● Your goal
For this exercise, copy out each line of the material below that includes "integration".

..............................

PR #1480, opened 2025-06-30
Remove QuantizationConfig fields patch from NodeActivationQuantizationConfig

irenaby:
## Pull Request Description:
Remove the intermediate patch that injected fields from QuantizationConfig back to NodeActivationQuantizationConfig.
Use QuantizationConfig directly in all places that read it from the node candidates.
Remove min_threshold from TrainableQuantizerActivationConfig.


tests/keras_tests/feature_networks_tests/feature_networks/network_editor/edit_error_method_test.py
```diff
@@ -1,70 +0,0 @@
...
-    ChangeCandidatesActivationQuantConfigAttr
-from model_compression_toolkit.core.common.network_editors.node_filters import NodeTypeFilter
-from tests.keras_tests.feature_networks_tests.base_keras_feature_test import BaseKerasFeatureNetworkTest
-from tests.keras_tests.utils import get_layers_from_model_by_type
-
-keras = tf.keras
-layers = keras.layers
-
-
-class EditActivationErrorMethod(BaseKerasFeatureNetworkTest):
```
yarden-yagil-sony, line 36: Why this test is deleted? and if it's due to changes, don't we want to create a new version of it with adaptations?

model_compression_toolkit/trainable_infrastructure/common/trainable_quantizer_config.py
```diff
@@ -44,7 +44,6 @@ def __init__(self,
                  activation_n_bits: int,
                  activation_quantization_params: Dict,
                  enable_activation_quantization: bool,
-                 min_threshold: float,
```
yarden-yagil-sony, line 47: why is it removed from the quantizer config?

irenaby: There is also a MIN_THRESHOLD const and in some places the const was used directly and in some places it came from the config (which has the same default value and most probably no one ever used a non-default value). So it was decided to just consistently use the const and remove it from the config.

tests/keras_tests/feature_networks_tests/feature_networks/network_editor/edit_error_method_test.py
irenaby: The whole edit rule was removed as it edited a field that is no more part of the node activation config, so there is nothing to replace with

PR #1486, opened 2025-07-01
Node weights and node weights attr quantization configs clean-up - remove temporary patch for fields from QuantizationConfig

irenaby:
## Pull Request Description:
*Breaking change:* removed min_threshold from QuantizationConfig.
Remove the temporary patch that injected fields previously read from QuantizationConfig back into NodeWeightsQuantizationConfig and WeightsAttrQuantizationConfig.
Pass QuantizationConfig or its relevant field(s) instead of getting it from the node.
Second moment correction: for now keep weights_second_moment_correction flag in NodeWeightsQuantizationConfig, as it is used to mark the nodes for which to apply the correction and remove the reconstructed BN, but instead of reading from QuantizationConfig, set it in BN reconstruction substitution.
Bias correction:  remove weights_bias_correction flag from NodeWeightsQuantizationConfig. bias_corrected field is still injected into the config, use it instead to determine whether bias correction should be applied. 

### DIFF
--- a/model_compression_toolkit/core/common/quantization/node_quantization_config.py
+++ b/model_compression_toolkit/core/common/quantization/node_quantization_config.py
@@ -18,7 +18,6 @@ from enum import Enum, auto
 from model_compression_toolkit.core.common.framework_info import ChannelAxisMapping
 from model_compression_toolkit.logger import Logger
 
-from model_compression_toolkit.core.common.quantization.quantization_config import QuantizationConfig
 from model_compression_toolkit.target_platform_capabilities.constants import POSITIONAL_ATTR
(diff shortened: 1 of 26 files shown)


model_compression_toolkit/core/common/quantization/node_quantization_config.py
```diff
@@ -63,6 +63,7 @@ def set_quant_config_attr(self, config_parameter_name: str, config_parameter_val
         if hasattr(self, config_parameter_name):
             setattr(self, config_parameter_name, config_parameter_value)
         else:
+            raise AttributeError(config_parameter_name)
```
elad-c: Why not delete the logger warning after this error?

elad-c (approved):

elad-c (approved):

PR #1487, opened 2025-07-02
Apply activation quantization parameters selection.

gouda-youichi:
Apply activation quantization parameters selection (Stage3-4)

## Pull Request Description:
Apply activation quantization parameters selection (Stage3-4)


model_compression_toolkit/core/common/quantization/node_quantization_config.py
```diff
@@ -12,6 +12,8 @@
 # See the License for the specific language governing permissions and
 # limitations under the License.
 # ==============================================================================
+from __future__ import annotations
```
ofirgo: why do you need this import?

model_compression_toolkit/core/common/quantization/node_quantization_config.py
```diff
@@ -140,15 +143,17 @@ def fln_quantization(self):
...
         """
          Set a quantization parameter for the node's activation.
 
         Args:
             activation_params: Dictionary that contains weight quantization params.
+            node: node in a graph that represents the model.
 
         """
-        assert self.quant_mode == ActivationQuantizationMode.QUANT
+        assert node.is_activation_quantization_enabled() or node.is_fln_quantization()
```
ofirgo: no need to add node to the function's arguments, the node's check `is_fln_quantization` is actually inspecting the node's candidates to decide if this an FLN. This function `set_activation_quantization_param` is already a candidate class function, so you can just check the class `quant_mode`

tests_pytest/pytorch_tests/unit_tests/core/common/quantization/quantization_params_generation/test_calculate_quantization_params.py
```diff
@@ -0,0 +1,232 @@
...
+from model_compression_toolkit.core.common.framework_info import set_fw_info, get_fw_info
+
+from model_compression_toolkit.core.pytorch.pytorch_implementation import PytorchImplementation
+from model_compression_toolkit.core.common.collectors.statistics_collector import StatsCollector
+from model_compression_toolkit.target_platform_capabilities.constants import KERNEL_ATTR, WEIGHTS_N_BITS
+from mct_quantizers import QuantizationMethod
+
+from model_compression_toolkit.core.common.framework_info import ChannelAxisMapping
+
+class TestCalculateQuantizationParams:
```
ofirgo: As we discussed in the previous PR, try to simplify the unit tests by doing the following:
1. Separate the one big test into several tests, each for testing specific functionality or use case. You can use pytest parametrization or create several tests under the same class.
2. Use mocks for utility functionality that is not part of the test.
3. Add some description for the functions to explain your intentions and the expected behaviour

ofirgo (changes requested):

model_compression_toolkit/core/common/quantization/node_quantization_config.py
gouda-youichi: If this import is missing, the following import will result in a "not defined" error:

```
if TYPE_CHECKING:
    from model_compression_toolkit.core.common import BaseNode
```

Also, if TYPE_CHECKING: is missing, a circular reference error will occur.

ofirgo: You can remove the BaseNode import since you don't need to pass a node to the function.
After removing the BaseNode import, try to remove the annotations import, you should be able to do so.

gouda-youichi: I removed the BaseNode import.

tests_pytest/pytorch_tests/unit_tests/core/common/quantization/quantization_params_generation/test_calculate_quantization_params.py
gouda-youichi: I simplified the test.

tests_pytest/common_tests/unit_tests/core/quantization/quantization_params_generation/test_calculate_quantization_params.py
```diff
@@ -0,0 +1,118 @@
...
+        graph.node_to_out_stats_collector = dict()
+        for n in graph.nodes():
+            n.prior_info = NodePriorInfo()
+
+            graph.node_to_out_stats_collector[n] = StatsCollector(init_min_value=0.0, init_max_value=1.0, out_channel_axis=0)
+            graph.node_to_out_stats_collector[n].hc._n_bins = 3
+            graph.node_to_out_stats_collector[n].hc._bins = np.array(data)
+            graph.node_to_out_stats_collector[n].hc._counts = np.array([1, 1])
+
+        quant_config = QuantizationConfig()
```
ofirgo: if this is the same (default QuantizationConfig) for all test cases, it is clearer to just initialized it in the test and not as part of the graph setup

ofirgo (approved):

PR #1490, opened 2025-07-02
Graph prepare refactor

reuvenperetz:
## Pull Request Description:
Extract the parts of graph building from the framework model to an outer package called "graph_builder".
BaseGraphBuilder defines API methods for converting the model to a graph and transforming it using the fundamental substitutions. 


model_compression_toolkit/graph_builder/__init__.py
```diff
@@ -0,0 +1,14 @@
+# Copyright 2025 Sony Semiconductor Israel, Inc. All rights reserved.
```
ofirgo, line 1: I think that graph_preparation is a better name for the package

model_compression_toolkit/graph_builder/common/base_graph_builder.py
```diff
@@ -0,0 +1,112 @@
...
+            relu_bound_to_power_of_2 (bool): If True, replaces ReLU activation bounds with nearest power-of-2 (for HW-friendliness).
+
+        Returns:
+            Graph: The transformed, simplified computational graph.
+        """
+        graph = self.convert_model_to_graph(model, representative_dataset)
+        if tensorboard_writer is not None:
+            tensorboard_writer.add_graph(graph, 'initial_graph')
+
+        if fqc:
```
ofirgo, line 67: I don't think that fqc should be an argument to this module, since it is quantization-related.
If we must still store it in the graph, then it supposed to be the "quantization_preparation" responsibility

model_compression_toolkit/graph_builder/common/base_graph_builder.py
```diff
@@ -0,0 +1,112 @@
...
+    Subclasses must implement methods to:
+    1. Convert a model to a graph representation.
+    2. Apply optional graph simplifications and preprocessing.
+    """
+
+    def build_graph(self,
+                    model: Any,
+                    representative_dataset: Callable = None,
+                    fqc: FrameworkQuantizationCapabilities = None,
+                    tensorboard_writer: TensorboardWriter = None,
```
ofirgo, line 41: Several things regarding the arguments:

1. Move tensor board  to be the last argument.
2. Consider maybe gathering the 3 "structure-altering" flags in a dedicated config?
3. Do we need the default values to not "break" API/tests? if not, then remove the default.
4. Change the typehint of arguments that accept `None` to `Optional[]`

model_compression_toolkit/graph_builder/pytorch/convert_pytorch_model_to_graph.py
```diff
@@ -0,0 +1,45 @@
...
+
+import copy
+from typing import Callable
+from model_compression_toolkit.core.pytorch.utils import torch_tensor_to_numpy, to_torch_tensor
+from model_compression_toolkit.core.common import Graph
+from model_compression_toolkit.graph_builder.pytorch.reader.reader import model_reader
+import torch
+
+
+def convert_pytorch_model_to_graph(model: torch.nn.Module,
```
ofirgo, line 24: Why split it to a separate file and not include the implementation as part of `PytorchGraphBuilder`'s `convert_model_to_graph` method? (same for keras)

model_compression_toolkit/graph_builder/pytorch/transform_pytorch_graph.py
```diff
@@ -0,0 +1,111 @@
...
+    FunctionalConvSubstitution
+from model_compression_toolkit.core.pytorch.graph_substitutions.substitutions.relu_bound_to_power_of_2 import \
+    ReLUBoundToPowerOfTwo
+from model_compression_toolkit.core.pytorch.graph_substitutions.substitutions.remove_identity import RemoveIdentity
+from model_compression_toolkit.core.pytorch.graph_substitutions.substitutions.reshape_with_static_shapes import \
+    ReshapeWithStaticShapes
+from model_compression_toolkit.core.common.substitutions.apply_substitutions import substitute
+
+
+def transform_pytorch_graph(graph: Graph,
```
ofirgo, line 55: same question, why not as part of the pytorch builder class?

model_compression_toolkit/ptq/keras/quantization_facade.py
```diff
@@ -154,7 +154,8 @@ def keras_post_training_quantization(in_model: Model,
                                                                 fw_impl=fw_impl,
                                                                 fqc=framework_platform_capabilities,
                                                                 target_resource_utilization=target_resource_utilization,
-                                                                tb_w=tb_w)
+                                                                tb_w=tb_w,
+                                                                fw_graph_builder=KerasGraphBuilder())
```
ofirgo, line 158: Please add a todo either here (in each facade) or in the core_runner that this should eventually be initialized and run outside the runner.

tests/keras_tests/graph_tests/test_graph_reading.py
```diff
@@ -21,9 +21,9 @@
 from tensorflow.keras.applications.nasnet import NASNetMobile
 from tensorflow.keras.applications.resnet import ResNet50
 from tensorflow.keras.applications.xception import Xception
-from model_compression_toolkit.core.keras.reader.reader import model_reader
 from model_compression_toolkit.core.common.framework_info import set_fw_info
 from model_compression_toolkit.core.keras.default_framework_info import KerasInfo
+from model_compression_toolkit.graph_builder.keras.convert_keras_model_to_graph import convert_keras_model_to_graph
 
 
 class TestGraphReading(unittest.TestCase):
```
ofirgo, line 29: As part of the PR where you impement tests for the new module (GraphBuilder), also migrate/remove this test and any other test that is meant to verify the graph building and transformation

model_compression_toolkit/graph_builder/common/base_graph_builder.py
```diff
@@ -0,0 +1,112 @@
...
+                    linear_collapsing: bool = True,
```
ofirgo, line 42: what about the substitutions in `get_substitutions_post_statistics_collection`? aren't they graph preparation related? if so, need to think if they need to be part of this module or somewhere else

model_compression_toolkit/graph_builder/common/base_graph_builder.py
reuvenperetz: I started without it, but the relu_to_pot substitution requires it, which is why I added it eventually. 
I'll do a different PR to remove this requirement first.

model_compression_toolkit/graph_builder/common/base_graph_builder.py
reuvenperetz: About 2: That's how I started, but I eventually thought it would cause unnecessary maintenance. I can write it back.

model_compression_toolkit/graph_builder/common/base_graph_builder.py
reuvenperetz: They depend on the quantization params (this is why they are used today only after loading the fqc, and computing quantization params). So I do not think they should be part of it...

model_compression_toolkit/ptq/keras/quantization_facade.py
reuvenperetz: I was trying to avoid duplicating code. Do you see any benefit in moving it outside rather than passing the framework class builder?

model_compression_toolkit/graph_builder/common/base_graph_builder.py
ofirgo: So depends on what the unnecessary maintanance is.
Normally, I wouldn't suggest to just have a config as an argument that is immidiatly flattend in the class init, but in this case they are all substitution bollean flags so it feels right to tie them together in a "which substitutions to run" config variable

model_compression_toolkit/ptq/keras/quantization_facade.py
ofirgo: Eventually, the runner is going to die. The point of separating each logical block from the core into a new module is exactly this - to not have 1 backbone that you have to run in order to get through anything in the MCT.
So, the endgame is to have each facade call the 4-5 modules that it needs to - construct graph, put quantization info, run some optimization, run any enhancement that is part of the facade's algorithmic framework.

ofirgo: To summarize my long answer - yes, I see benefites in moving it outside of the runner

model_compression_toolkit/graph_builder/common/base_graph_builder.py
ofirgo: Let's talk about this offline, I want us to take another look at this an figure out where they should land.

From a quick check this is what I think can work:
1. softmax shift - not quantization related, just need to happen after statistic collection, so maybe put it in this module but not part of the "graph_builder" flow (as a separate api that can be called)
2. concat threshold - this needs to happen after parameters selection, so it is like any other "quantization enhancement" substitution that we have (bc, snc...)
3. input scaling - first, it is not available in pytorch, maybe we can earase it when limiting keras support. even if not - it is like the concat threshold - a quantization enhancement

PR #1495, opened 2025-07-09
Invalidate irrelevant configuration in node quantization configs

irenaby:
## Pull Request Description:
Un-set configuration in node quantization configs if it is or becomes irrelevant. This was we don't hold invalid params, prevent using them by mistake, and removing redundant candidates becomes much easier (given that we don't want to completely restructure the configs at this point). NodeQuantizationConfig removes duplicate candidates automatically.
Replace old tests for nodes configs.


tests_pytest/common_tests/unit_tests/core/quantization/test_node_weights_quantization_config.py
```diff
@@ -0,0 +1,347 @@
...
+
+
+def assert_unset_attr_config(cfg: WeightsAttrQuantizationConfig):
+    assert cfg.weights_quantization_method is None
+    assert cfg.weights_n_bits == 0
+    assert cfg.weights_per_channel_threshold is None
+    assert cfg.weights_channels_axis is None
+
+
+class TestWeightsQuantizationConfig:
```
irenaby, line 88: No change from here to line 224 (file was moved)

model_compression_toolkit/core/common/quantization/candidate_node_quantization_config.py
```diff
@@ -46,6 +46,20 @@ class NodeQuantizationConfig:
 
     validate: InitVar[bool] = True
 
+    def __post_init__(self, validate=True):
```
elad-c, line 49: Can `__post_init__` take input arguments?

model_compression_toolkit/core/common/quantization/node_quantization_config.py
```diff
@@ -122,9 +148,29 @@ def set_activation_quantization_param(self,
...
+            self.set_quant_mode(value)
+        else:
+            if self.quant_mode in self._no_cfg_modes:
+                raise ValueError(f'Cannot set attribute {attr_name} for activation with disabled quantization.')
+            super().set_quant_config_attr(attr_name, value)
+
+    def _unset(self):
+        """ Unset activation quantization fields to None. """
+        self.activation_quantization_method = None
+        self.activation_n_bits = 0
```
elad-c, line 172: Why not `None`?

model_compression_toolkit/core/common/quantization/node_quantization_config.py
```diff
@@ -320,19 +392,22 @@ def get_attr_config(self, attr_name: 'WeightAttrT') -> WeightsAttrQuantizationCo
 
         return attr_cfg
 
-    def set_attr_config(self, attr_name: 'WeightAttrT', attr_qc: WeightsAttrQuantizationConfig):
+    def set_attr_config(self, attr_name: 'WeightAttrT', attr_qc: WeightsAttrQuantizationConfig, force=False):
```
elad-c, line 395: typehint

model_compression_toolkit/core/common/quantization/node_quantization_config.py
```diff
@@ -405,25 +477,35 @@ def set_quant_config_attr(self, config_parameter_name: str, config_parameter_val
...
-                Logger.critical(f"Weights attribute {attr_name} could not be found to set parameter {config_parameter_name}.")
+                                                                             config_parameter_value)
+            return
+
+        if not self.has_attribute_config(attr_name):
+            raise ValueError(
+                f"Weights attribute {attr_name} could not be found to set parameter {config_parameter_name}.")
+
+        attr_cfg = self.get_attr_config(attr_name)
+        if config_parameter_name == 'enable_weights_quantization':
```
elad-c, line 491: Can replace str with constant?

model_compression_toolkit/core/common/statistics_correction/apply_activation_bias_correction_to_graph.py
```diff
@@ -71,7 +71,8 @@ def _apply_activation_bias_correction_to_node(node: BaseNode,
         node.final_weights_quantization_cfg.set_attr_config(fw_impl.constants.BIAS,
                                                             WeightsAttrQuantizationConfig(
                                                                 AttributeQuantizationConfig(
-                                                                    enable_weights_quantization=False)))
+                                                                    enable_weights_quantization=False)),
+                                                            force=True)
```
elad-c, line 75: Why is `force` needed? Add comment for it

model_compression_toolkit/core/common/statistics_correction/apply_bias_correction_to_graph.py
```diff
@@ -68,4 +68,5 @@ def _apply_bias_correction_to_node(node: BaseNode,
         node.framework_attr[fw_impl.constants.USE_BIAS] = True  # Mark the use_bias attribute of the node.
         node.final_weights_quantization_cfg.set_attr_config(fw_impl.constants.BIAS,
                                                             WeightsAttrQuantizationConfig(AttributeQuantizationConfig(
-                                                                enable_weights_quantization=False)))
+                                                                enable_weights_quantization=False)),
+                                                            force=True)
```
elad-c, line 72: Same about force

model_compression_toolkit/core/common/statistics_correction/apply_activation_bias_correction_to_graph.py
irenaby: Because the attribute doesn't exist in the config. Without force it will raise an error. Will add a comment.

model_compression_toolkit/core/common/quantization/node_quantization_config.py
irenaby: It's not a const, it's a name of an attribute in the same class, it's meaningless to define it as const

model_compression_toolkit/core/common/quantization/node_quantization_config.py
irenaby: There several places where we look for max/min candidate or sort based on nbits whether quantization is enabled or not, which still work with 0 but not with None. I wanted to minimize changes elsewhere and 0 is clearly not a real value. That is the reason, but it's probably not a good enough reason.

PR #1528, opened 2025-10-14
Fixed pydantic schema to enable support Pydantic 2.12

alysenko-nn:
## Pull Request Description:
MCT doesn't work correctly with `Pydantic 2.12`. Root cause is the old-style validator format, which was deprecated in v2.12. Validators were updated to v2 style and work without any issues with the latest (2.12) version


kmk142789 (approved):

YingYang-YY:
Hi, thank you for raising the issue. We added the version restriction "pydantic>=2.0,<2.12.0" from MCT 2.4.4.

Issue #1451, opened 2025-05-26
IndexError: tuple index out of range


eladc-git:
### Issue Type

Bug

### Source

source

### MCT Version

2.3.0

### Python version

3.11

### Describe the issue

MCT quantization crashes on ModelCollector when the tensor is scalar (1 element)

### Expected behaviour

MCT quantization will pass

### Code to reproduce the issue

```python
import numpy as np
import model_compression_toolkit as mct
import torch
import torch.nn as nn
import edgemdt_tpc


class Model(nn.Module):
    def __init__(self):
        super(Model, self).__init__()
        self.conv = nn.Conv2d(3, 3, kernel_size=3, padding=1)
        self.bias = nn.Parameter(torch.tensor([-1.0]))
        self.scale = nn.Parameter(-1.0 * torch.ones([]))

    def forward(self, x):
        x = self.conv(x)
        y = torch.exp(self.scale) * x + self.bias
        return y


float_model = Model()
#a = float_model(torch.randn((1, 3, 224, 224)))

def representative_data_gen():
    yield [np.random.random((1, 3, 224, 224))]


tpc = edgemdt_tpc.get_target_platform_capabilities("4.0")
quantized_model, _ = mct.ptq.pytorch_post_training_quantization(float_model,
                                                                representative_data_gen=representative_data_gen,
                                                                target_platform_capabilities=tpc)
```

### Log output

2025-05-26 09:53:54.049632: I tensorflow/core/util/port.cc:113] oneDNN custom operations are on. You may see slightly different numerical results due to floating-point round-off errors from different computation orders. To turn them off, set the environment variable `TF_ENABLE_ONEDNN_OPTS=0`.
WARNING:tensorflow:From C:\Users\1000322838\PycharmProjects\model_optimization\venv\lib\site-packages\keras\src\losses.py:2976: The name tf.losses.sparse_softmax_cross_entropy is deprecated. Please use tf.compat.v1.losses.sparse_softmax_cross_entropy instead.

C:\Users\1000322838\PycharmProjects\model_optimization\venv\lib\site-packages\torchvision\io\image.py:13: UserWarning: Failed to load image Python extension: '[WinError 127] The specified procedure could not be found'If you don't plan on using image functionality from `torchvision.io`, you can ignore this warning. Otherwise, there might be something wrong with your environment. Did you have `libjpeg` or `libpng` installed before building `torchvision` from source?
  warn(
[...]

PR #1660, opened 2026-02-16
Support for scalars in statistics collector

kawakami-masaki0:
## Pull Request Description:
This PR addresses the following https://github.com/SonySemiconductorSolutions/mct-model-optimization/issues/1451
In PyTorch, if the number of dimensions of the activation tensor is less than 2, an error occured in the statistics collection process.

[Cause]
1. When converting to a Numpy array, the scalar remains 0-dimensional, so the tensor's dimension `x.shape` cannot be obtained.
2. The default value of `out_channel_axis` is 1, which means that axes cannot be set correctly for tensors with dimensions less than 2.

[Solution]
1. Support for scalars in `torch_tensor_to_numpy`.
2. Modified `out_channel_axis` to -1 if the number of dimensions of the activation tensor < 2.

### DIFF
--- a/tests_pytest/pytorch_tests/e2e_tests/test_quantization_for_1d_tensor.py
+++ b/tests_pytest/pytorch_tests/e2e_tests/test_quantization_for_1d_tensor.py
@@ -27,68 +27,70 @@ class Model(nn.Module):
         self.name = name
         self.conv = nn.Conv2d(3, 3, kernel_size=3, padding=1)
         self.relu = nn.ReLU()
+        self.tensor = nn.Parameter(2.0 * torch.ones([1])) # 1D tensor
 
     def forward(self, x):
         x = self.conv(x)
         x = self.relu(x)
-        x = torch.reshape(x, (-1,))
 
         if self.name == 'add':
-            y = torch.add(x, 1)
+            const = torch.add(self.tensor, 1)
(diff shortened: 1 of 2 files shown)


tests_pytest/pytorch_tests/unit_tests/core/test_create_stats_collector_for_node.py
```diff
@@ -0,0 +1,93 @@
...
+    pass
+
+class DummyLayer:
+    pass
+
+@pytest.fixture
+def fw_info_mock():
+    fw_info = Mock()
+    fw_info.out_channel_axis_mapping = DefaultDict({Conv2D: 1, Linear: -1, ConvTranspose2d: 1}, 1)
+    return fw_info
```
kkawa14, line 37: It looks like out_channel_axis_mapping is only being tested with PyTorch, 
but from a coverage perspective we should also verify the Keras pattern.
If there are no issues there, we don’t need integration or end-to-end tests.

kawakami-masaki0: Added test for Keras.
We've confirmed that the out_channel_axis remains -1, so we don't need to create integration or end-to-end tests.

..............................

● Result of this task
If there are no issues there, we don’t need integration or end-to-end tests.
We've confirmed that the out_channel_axis remains -1, so we don't need to create integration or end-to-end tests.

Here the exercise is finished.